Ab initio study of the thermodynamic properties of rare-earthmagnesium intermetallics MgRE (RE=Y, Dy, Pr, Tb)

TL;DR

This study uses ab initio methods to analyze the thermodynamic properties of MgRE intermetallics with CsCl structure, revealing phonon behavior, thermal expansion, and electronic effects on heat capacity.

Contribution

It provides a comprehensive first-principles analysis of thermodynamic properties of MgRE intermetallics, including phonon and electronic contributions, using density functional theory and quasiharmonic approximation.

Findings

RE atoms dominate phonon frequencies

Thermal expansion and heat capacity are temperature-dependent

Electronic contributions significantly affect specific heat

Abstract

We have performed an ab initio study of the thermodynamical properties of rare-earth-magnesium intermetallic compounds MgRE (RE=Y, Dy, Pr, Tb) with CsCl-type B2-type structures. The calculations have been carried out the density functional theory and density functional perturbation theory in combination with the quasiharmonic approximation. The phonon-dispersion curves and phonon total and partial density of states have been investigated.

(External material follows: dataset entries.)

PR #816, opened 2022-12-21
Add interpreter testing guidelines

sdasgup3:


bhack:
Probably you are not interested as it is a fronted only issue. But check if you could find something interesting in https://discuss.tensorflow.org/t/best-place-to-submit-rfc-for-tensorflow-core-developers/13564

docs/reference.md
```diff
@@ -131,3 +131,57 @@ dedicated test-suite, consisting of several tests exercising various runtime
...
+While implementing an op, if we need to introduce code in the corresponding
+`eval` function to handle types differently, then it is imperative to have tests
+to cover for all those types. But in cases where a set of types are handled
+uniformly, like for `add` op, all the supported integer types are handled alike
+using `llvm::APInt` APIs, then we can skip adding tests for all those types and,
+instead, add a single test with a type, with maximum bit-width (an arbitrary
+choice), from the set.
+
+For quantization ops, like `uniform_dequantize`, `uniform_quantize`, the
+decision is TBD.
```
burmako, line 150: We don't yet have these ops specced, so I don't think we need this paragraph.

docs/reference.md
```diff
@@ -131,3 +131,57 @@ dedicated test-suite, consisting of several tests exercising various runtime
...
+
+We can use the following thumb rule to decide it:
+
+While implementing an op, if we need to introduce code in the corresponding
+`eval` function to handle types differently, then it is imperative to have tests
+to cover for all those types. But in cases where a set of types are handled
+uniformly, like for `add` op, all the supported integer types are handled alike
+using `llvm::APInt` APIs, then we can skip adding tests for all those types and,
+instead, add a single test with a type, with maximum bit-width (an arbitrary
+choice), from the set.
```
burmako, line 147: I'm not sure I exactly follow how many tests we need for `add`? Just one? One per type category (i.e. one for ints, one for floats, etc)? By the way, I really like like the idea of not writing tests for llvm::APInt and llvm::APFloat - but let's document this in a bit more detail.

burmako, line 147: Also, what happens to existing tests, e.g. https://github.com/openxla/stablehlo/blob/main/stablehlo/tests/interpret_add.mlir?

docs/reference.md
```diff
@@ -131,3 +131,57 @@ dedicated test-suite, consisting of several tests exercising various runtime
...
+The interpreter infrastructure is mostly straightforward and can be added it in
+our trust base. The only non-trivial part is how various types are packed into
+and unpacked from the underlying interpreter storage. As discussed in (G1), we
+will be testing only those types of an op which are handled differently. With
+that is possible that the packing/un-packing code, corresponding to different
+variants of integer/floating point types, might not get fully covered during
+testing.
+
+To ensure that we can chose an op, like `add`, which supports all the StableHLO
+element types and write exhaustive tests. Fortunately, we already have it.
```
burmako, line 163: How about instead we have a dedicated file for this, separate from `interpreter_add.mlir`? E.g. `interpreter_types.mlir` or something?

docs/reference.md
```diff
@@ -131,3 +131,57 @@ dedicated test-suite, consisting of several tests exercising various runtime
...
+
+**(G3) If the implementation of an op depends other ops, should be write tests for the later ?**
+
+No. For example, the implementation of `batch_norm_grad` can be based on
+`divide`, `subtract`, `multiply` and others, we should avoid testing the later
```
burmako, line 168: Typo: "latter".

docs/reference.md
```diff
@@ -131,3 +131,57 @@ dedicated test-suite, consisting of several tests exercising various runtime
 behaviors, for each StableHLO Op. The tests can be found
 [here](https://github.com/openxla/stablehlo/tree/main/stablehlo/tests/) (e.g.
 interpret\_\*.mlir).
+
+### Testing guidelines
+
+**(G1) Do we need to test for all the supported types for every op ?**
```
burmako, line 137: Typo: we don't need whitespace before punctuation. (Here and below).

docs/reference.md
```diff
@@ -131,3 +131,57 @@ dedicated test-suite, consisting of several tests exercising various runtime
...
+
+No. For example, the implementation of `batch_norm_grad` can be based on
+`divide`, `subtract`, `multiply` and others, we should avoid testing the later
+ops while testing the former.
+
+**(G4) Should we write tests to exercise the implementation-defined / undefined behaviors ?**
+
+We should not write tests which exercises the implementation defined or
+undefined behaviors of the op. Tests exercising implementation defined behaviors
+demonstrates a local behavior of the interpreter which cannot be generalized.
```
burmako, line 175: Consider replacing "cannot" with "should not".

burmako (changes requested):

hrbigelow:
> Probably you are not interested as it is a fronted only issue. But check if you could find something interesting in https://discuss.tensorflow.org/t/best-place-to-submit-rfc-for-tensorflow-core-developers/13564

If the proposal in the above thread is of interest for StableHLO, this is a good place to start:   [opschema intro](https://github.com/hrbigelow/opschema/blob/master/introduction.md)

docs/reference.md
sdasgup3: This is my plan:

As suggested in https://github.com/openxla/stablehlo/pull/816#discussion_r1056874546, we will have a separate file `interpret_types.mlir` for testing how types are handled. We can use any particular op to write those tests. Let's say `add` op.

For the existing  interpret_<op>.mlir files, which  violates the guidelines mentioned in this OR, we need to trim them accordingly. As as example, https://github.com/openxla/stablehlo/blob/main/stablehlo/tests/interpret_add.mlir will have fewer tests. Same with other , and other similar files. 

I wish to include the new interpret_types.mlir plus  the trimmed versions of existing test files all in this PR only once we LGTM on the rules.

docs/reference.md
sdasgup3: Please see my reply above.

docs/reference.md
```diff
@@ -69,7 +69,7 @@ we encapsulate details about how different element types are handled in
 
 We can use the interpreter mechanism to fold operations with constant operand
 values. The following code snippet demonstrates an idea of the implementation
-for folding `stablehlo::AddOp` with floating-point typed operands:
+for folding `stablehlo::AddOp` with Floating-point typed operands:
```
burmako, line 72: Canonical spelling in the spec doesn't capitalize "Integer", "Floating-point" etc. unless they are at the beginning of a sentence. Let's follow the same convention here and below?

docs/reference.md
```diff
@@ -131,3 +131,66 @@ dedicated test-suite, consisting of several tests exercising various runtime
...
+**(G1) Do we need to test for all the supported types for every op?**
+
+We can use a combination of following rules to decide it:
+
+  1. While implementing an op, if there exists code in the corresponding `eval`
+     function to handle a particular type, then it is imperative to have test(s)
+     to cover for that type. As an example, for `add` op, there is exclusive
+     code to handle Integer, Boolean, Floating-point, and Complex types, and hence we
+     need one test for each type.
+  2. If a set of types are handled uniformly in the corresponding
```
burmako, line 146: Typo: "is handled".

docs/reference.md
```diff
@@ -131,3 +131,66 @@ dedicated test-suite, consisting of several tests exercising various runtime
...
+
+**(G5) While writing tests for Floating-point type, to what precision the results need to be specified in llvm lit checks?**
+
+The current lit-based interpreter testing fails if the result is computed with a
+different precision than what is mentioned in the lit CHECK directives. As a
+quick-fix, we allow the lit checks to measure the accuracy up to an arbitrary
+places after the decimal point. But the solution is far from ideal. We plan to
+resolve it using [ticket](https://github.com/openxla/stablehlo/issues/268).
+
+
```
burmako, line 196: Typo: extraneous newline.

docs/reference.md
```diff
@@ -131,3 +131,66 @@ dedicated test-suite, consisting of several tests exercising various runtime
...
+**(G3) If the implementation of an op depends other ops, should be write tests for the latter?**
+
+No. For example, the implementation of `batch_norm_grad` can be based on
+`divide`, `subtract`, `multiply` and others, we should avoid testing the latter
+ops while testing the former.
+
+**(G4) Should we write tests to exercise the implementation-defined / undefined behaviors?**
+
+We should not write tests which exercises the implementation defined or
```
burmako, line 182: Typo: "exercise". (As well as "demonstrate" two lines below and "do not" three lines below).

docs/reference.md
```diff
@@ -131,3 +131,66 @@ dedicated test-suite, consisting of several tests exercising various runtime
...
+
+**(G1) Do we need to test for all the supported types for every op?**
+
+We can use a combination of following rules to decide it:
+
+  1. While implementing an op, if there exists code in the corresponding `eval`
+     function to handle a particular type, then it is imperative to have test(s)
+     to cover for that type. As an example, for `add` op, there is exclusive
+     code to handle Integer, Boolean, Floating-point, and Complex types, and hence we
+     need one test for each type.
```
burmako, line 145: "for each category of types"?

docs/reference.md
burmako: Sounds like a plan. Instead of updating the tests right in this PR, consider opening a follow-up ticket for that, so that we can expedite merging this PR.

burmako (changes requested):

burmako:
@bhack @hrbigelow Thank you for sharing! We'll take a look after the winter holidays and follow up in early January.

docs/reference.md
sdasgup3: Here is the [ticket](https://github.com/openxla/stablehlo/issues/918).

sdasgup3:
> > Probably you are not interested as it is a fronted only issue. But check if you could find something interesting in https://discuss.tensorflow.org/t/best-place-to-submit-rfc-for-tensorflow-core-developers/13564
> 
> If the proposal in the above thread is of interest for StableHLO, this is a good place to start: [opschema intro](https://github.com/hrbigelow/opschema/blob/master/introduction.md)

Thanks for sharing this super interesting work! 
From my past experience in formally defining op semantics, I can certainly appreciate the benefit of frameworks (like opschema) which can provide the various utilities (including the ones mentioned in https://github.com/hrbigelow/opschema#introduction), almost for free, once we define the opset in a structured (or, for some fraemworks, even formal) setup.

We do have a future goal to auto generate spec to reduce the TCB and tools like the above will definitely help such exploration.

docs/reference.md
```diff
@@ -131,3 +131,64 @@ dedicated test-suite, consisting of several tests exercising various runtime
...
+     `llvm::APInt` APIs, and hence we can skip adding tests for each of those
+     variants, and instead, add a single representative test. To avoid ambiguity
+     in selecting the representative, we should use the following guidelines:
+
+       * If all the types, handled uniformaly, have the same primitive type
+         (i.e., if all are integer, or floating-point, or complex types), then
+         choose the one with maximum bit-width.
+       * If all the types, handled uniformaly, have a mix of primitive types,
+         then choose the one with the following primitive type, in decreasing
+         order of preference: integer, floating-point, boolean, complex.
```
subhankarshah, line 159: 1. What is the rationale for this order?

docs/reference.md
```diff
@@ -131,3 +131,64 @@ dedicated test-suite, consisting of several tests exercising various runtime
...
+
+**(G2) How about adding tests dedicated for testing the interpreter infrastructure?**
+
+The interpreter infrastructure is mostly straightforward and can be added it in
```
subhankarshah, line 163: added to

docs/reference.md
```diff
@@ -131,3 +131,64 @@ dedicated test-suite, consisting of several tests exercising various runtime
...
+our trust base. The only non-trivial part is how various types are packed into
+and unpacked from the underlying interpreter storage. As discussed in (G1), we
+will be testing only those types of an op which are handled differently. With
+that is possible that the packing/un-packing code, corresponding to different
```
subhankarshah, line 167: , it is possible

docs/reference.md
```diff
@@ -131,3 +131,64 @@ dedicated test-suite, consisting of several tests exercising various runtime
...
+variants of integer/floating-point types, might not get fully covered during
+testing.
+
+To ensure that we can chose an op, like `add`, which supports all the StableHLO
```
subhankarshah, line 171: can we add this in previous paragraph.

docs/reference.md
```diff
@@ -131,3 +131,64 @@ dedicated test-suite, consisting of several tests exercising various runtime
...
+element types and write exhaustive tests. Fortunately, we already have it.
+
+**(G3) If the implementation of an op depends other ops, should be write tests for the latter?**
+
+No. For example, the implementation of `batch_norm_grad` can be based on
+`divide`, `subtract`, `multiply` and others, we should avoid testing the latter
+ops while testing the former.
```
subhankarshah, line 178: This seems right, I have a question - We would still be able to interpret `batch_norm_grad` right? As in it would be lowered to other ops and those ops would be interpreted and give a result?

subhankarshah (changes requested):
Added a few comments.

docs/reference.md
sdasgup3: Thanks for bringing this up.

* If all the types, handled uniformaly, have a mix of primitive types,
         then choose..
An example of the ops which will fall into this bucket are ones in category "Data movement" like scatter/gather/sort etc.. 

One option I was considering  was to have the order same as https://github.com/openxla/stablehlo/blob/main/docs/spec.md#types.
which proposes to prefer boolean types over other types.
 
My current proposal is to order the types in a way such the the tests will add value to the understanding of the op.  

For example, writing tests, for say sort op, with boolean values vs integer values. IMO, the latter is better when it comes to understanding what the op is doing. This might be a trivial example, but the point is, in order to understand the semantics, often times we track the data movement to get an empirical understanding of the functioning of the op. For example, with gather/scatter, movements of 0/1 are much difficult to track that unique integer  values. 

Overall, the proposal is discouraging writing tests in boolean and complex over integers and floating-point values. 

The following (remaining) choices are  based on ease of representation. But I agree that it could be debatable.  
  - Between integer and floating-point, integer is preferred 
  - Between boolean and complex, boolean is preffered   
  
  Please let me know if this makes sense.

docs/reference.md
sdasgup3: You that is right! Given that the interpreter needs to be a readable implementation of the spec, it is expected that the implementation of a batch* op follow the from the evaluation of  the decomposed ops.

docs/reference.md
sdasgup3: sorry that I did not follow this. Do you want this to be added under G1?

subhankarshah: yes, immediately after `... covered during testing. In order to ensure this, we can choose an op like ...`
typo in spelling of choose

sdasgup3: done. Thanks!

hrbigelow:
> > > Probably you are not interested as it is a fronted only issue. But check if you could find something interesting in https://discuss.tensorflow.org/t/best-place-to-submit-rfc-for-tensorflow-core-developers/13564
> > 
> > 
> > If the proposal in the above thread is of interest for StableHLO, this is a good place to start: [opschema intro](https://github.com/hrbigelow/opschema/blob/master/introduction.md)
> 
> Thanks for sharing this super interesting work! From my past experience in formally defining op semantics, I do certainly appreciate the benefit of frameworks (like opschema) which can provide the various utilities (including the ones mentioned in https://github.com/hrbigelow/opschema#introduction), almost for free, once we define the opset in a structured (or, for some fraemworks, even formal) setup.
> 
> We do have a future goal to auto generate spec to reduce the TCB and tools like the above will definitely help such exploration.

Hi Sandeep,

Actually, opschema began as a previous project called [einsum-tuple](https://github.com/hrbigelow/einsum-tuple) which was a mini-language for fully defining such tensor operations in a quasi-einsum notation.  It is actually very similar to a lot of the informal pseudo-code showing index arithmetic in tensorflow docs, and I was inspired to try to design it after reading a lot of the MLIR docs and polyhedral analysis.

I thought it would be a good thing to have as a high-level 'spec' defining each op's computation.  After awhile I thought maybe it wouldn't be useful to end-users, only developers.  But, would be great to hear your feedback on it and any pointers to similar work you have done?

Some examples of the specs are here:  [gather](https://github.com/hrbigelow/einsum-tuple#gather), [meshgrid](https://github.com/hrbigelow/einsum-tuple#meshgrid), [space_to_depth](https://github.com/hrbigelow/einsum-tuple#space-to-depth).

Best,

Henry

docs/reference.md
subhankarshah: Thanks for the detailed answer, between integer and floating-point, if floating point results do not provide any useful information from a precision standpoint then integer saves us a lot of hassle and gets the point across in terms of explaining the behaviour or logic of the op.

docs/reference.md
```diff
@@ -131,3 +131,62 @@ dedicated test-suite, consisting of several tests exercising various runtime
 behaviors, for each StableHLO Op. The tests can be found
 [here](https://github.com/openxla/stablehlo/tree/main/stablehlo/tests/) (e.g.
 interpret\_\*.mlir).
+
+### Testing guidelines
+
+**(G1) Do we need to test for all the supported types for every op?**
+
+We can use a combination of following rules to decide it:
```
burmako, line 139: Indentation for this list doesn't seem to follow the recently approved guidelines. PTAL.

burmako (approved):

docs/reference.md
sdasgup3: Sure.

subhankarshah (approved):
LGTM

sdasgup3:
@hrbigelow 
Dear Henry
First of all sorry for the late response. Thanks for sharing your work. It's enlightening. 

<<  I thought it would be a good thing to have as a high-level 'spec' defining each op's computation. After awhile I thought maybe it wouldn't be useful to end-users, only developers. 

I agree with your point. The acceptance to end-users is also proportional to the "incentives"  provided by the high-level specification framework.  For example, users of the `validator` will be interested to write the operation in  `einsum-tuple`.

>> any pointers to similar work you have done?

Sorry! Not exactly related to the problem you people are solving, but with a similar theme (writing operational spec of a language  in a high-level specification framework (e.g. a proof-assistant)

ghpvnist (approved):

hrbigelow:
> @hrbigelow Dear Henry First of all sorry for the late response. Thanks for sharing your work. It's enlightening.
> 
> << I thought it would be a good thing to have as a high-level 'spec' defining each op's computation. After awhile I thought maybe it wouldn't be useful to end-users, only developers.
> 
> I agree with your point. The acceptance to end-users is also proportional to the "incentives" provided by the high-level specification framework. For example, users of the `validator` will be interested to write the operation in `einsum-tuple`.
> 
> > > any pointers to similar work you have done?
> 
> Sorry! Not exactly related to the problem you people are solving, but with a similar theme (writing operational spec of a language in a high-level specification framework (e.g. a proof-assistant)

Hi Sandeep,

No problem - really appreciate the response and thanks for your insights.  Yes, a validator was one of the things I had in mind.  Was a lot of fun to work on and educational for me.  I'll check out your operational spec work.  Cheers!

Our results show that the contribution of RE atoms is dominant in phonon frequency, and this character agrees with the previous discussion by using atomistic simulations. The temperature dependence of various quantities such as the thermal expansions, bulk modulus, and the heat capacity are obtained. The electronic contributions to the specific heat are discussed, and found to be important for the calculated MgRE intermetallics.